Адажио, вариации, вариации адажио, вместе и по очереди, вполноги и во всю силу, поддержки, прыжки… Перерыв, когда без сил валились на пол или, превозмогая боль, терпели манипуляции массажиста — и все заново.

Катя и Сергей стали одним целым, они ощущали друг друга даже без прикосновений, на расстоянии руки, на трех шагах, на всей диагонали при подходе к поддержке. И приходила радость! Эйфория, ни с чем не сравнимое пьянящее чувство близости в танце. Оно было сильнее, ярче, глубже, чем физическая любовь. Сергей и Катя снимали барьеры реальности, полностью отдавались пленительной близости.

Это трогало зрителей до слез, даже умудренный жизнью мсье Поль восклицал:

— Вот! Они делают правильно! В этом вся суть балета! Не техника ради техники… Только так! Душа, душа наизнанку! И чтобы в Москве было также.

***

А в тот день они начали репетировать сами, даже Стасик почему-то не пришел. Катя и Сергей сосредоточенно разминались в тишине. Сегодня хотели еще пройти «Пламя Парижа». Об этом Pas de deux Виктория и Мсье Поль бесконечно спорили. С одной стороны, на Конкурсе пара должна показаться с разных сторон, а Маша, Флорина, Роза из «Фестиваля Цветов», даже Медора — одноплановые партии. Особняком стояла «Жизель», о ней Виктуся тоже сомневалась, говорила — рано показывать, но потом согласилась. За «Пламя Парижа» спорила с пеной у рта.

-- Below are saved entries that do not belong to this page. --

PR #810, opened 2021-05-01
Build Themis + BoringSSL with Xcode

ilammy:
Now that Xcode knows how to build embedded BoringSSL, teach it to build Themis which uses this BoringSSL.

This adds two new targets:

- Themis (iOS) - BoringSSL
- Themis (macOS) - BoringSSL

which produce the same `themis.framework`, but linked against BoringSSL.

Note that these come *without* shared schemes. This is to prevent Carthage from building them and overwriting OpenSSL-based builds. The targets build the same framework—`themis.framework`—and Carthage is too stupid to put results into separate directories or something.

— Хуже только «Дон Кихот», — горячилась она, а это совсем было несвойственно сдержанной и мягкой Виктории.

— Нет, пусть танцуют это! — упирался мсье Поль.

— Почему не «Бабочку»? Это стопроцентно их номер! — не уступала Вика.

— Потому, что «Шопениана» и «Бабочка» одно и то же! — хлопал себя по бокам мсье Поль.

— Не одно!

— Пусть танцуют, что хотят, но я тогда умываю руки!

Кончилось тем, что «Бабочку» тоже попробовали, и она так понравилась Кате, что к мнению Поля прибавилось и ее. Но потом все-таки решили «Пламя Парижа», ради эффектных вариаций Сергея. С этим доводом согласились все.

— «Бабочка» это не pas de deux и никогда не была им. Большое adagio и только, — примирительно объяснял Виктории мсье Поль.

Но в «Пламени Парижа» получалось не все, Кате не хватало форса, огня. Смелость ее была технична, не такая, как в «Вешних водах», и это сразу вылезало наружу в сравнении с остальными номерами.

— Ну не революционерка я! — оправдывалась Кэтрин. — Не умею флагом махать.